** DATASET EXCERPTS follows **

PR #17416, opened 2026-07-27
Fix: use independent fixtures in ClampsOverlappedPct test

xugangqiang:
## Problem
`TestMergeByTokenSizeFromJSON_ClampsOverlappedPct` reused a single `items` fixture across four calls to `mergeByTokenSizeFromJSON`.

`mergeByTokenSizeFromJSON` mutates its `perItem` argument in place and returns the same backing array (token.go: `perItem[idx] = merged`). As a result:
- The 2nd and later calls merged already-merged chunks instead of the original input.
- Because the returned slice aliases the input, later calls silently overwrote the earlier results (`at100`, `at0`, ...).
- `reflect.DeepEqual(at100, at150)` was therefore vacuously true — the test was a **false positive** that never actually exercised the clamp. It would still pass even if the clamp were broken.

This is exactly the defect flagged in the review comment on PR #17396.

## Fix
Add a `clampOverlapFixture()` factory and build a fresh fixture for every call, so that 150 / 1e300 / -5 / -1e300 are applied to the original input.

## Verification
- The test passes after the fix.
- When the clamp logic was temporarily disabled, the test **failed** (panic at token.go:768 — the negative index produced by an out-of-range pct), proving the fixed test is no longer a false positive and can catch a clamp regression.

## Scope
Test file only. No production code change (verified `token.go` is identical to `upstream/main`).

Refs: review comment on PR #17396.

### DIFF
--- a/internal/ingestion/component/chunker/token_batch1_test.go
+++ b/internal/ingestion/component/chunker/token_batch1_test.go
@@ -81,20 +81,36 @@ func TestMergeByTokenSizeFromJSON_OverlapStripsTags(t *testing.T) {
 // threshold. Out-of-range values must not panic and must behave identically to
 // their clamped-in-range equivalent (150 == 100, -5 == 0, and the same for
 // huge magnitudes that would otherwise overflow the float->int slice index).
-func TestMergeByTokenSizeFromJSON_ClampsOverlappedPct(t *testing.T) {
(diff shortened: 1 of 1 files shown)


xugangqiang:
@yingfeng @yuzhichang @JinHai-CN  Pls help to review.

** End of DATASET EXCERPTS **

REQUIRED ACTION - What you give back should be the lines from the one with "argument in place" to the end of the data, copied exactly, both ends included.

RESULT FOR THIS EXERCISE -
`mergeByTokenSizeFromJSON` mutates its `perItem` argument in place and returns the same backing array (token.go: `perItem[idx] = merged`). As a result:
- The 2nd and later calls merged already-merged chunks instead of the original input.
- Because the returned slice aliases the input, later calls silently overwrote the earlier results (`at100`, `at0`, ...).
- `reflect.DeepEqual(at100, at150)` was therefore vacuously true — the test was a **false positive** that never actually exercised the clamp. It would still pass even if the clamp were broken.

This is exactly the defect flagged in the review comment on PR #17396.

## Fix
Add a `clampOverlapFixture()` factory and build a fresh fixture for every call, so that 150 / 1e300 / -5 / -1e300 are applied to the original input.

## Verification
- The test passes after the fix.
- When the clamp logic was temporarily disabled, the test **failed** (panic at token.go:768 — the negative index produced by an out-of-range pct), proving the fixed test is no longer a false positive and can catch a clamp regression.

## Scope
Test file only. No production code change (verified `token.go` is identical to `upstream/main`).

Refs: review comment on PR #17396.

### DIFF
--- a/internal/ingestion/component/chunker/token_batch1_test.go
+++ b/internal/ingestion/component/chunker/token_batch1_test.go
@@ -81,20 +81,36 @@ func TestMergeByTokenSizeFromJSON_OverlapStripsTags(t *testing.T) {
 // threshold. Out-of-range values must not panic and must behave identically to
 // their clamped-in-range equivalent (150 == 100, -5 == 0, and the same for
 // huge magnitudes that would otherwise overflow the float->int slice index).
-func TestMergeByTokenSizeFromJSON_ClampsOverlappedPct(t *testing.T) {
(diff shortened: 1 of 1 files shown)


xugangqiang:
@yingfeng @yuzhichang @JinHai-CN  Pls help to review.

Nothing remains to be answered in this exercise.